▸ **WORK ORDER**: All lines of the material below that include the string "Unix" are to be copied.

(DATA FOR ANALYSIS Opens)

PR #1338, opened 2026-09-01
fix: replace rm -rf with cross-platform fs.rmSync in package scripts

liangb612:
## Summary

The build/clean scripts in 6 workspace packages used the Unix `rm -rf dist` command, which fails on Windows (cmd.exe has no `rm`), breaking `pnpm install` on Windows at the postinstall step.

This PR replaces `rm -rf dist` with Node's built-in `fs.rmSync`, which is cross-platform (Node >= 20.9 is already required by this repo). No dependencies changed; the lockfile is untouched.

## Packages changed

- packages/@openmaic/dsl
- packages/@openmaic/generation
- packages/@openmaic/storage
- packages/@openmaic/importer
- packages/@openmaic/renderer
- packages/@openmaic/editor

## Verification

`pnpm install` completes successfully on Windows (postinstall builds all packages).

### DIFF
--- a/packages/@openmaic/dsl/package.json
+++ b/packages/@openmaic/dsl/package.json
@@ -1,6 +1,6 @@
 {
   "name": "@openmaic/dsl",
-  "version": "0.11.0",
+  "version": "0.11.1",
   "description": "The MAIC slide DSL: the pure, dependency-free contract (types + JSON Schema + validators + version/migration helpers) that @openmaic/renderer and @openmaic/importer both depend on.",
   "type": "module",
   "main": "./dist/index.js",
--- a/packages/@openmaic/dsl/package.json
+++ b/packages/@openmaic/dsl/package.json
@@ -20,8 +20,8 @@
   ],
   "sideEffects": false,
   "scripts": {
-    "clean": "rm -rf dist",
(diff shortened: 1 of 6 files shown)


puxiao:
https://github.com/THU-MAIC/OpenMAIC/pull/1110
I don't know why they choose to turn a blind eye to this issue.

liangb612:
> #1110 I don't know why they choose to turn a blind eye to this issue.

Same here, maybe they only consider the users of Linux or Unix. I wish this PR can be merged.
Meanwhile, if you need, just install from my branch directly.

wyuc (approved):
Thanks for flagging the overlap with #1110. That PR had the right diagnosis and essentially the same implementation, but remained blocked by the required package-version bumps and did not receive a timely maintainer follow-up. Apologies for the delayed response.

I have verified that this PR carries the fix onto current main, includes the required patch version bumps, leaves dependencies and the lockfile unchanged, and passes all required checks.

Thanks @liangb612 for completing the update, and @niitbeo for the original diagnosis and implementation. Approving #1338 as the current merge candidate. We will preserve the attribution when closing #1110 and resolving #973.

(DATA FOR ANALYSIS Closes)

▸ **RESPONSE TO THIS TASK**:
The build/clean scripts in 6 workspace packages used the Unix `rm -rf dist` command, which fails on Windows (cmd.exe has no `rm`), breaking `pnpm install` on Windows at the postinstall step.
Same here, maybe they only consider the users of Linux or Unix. I wish this PR can be merged.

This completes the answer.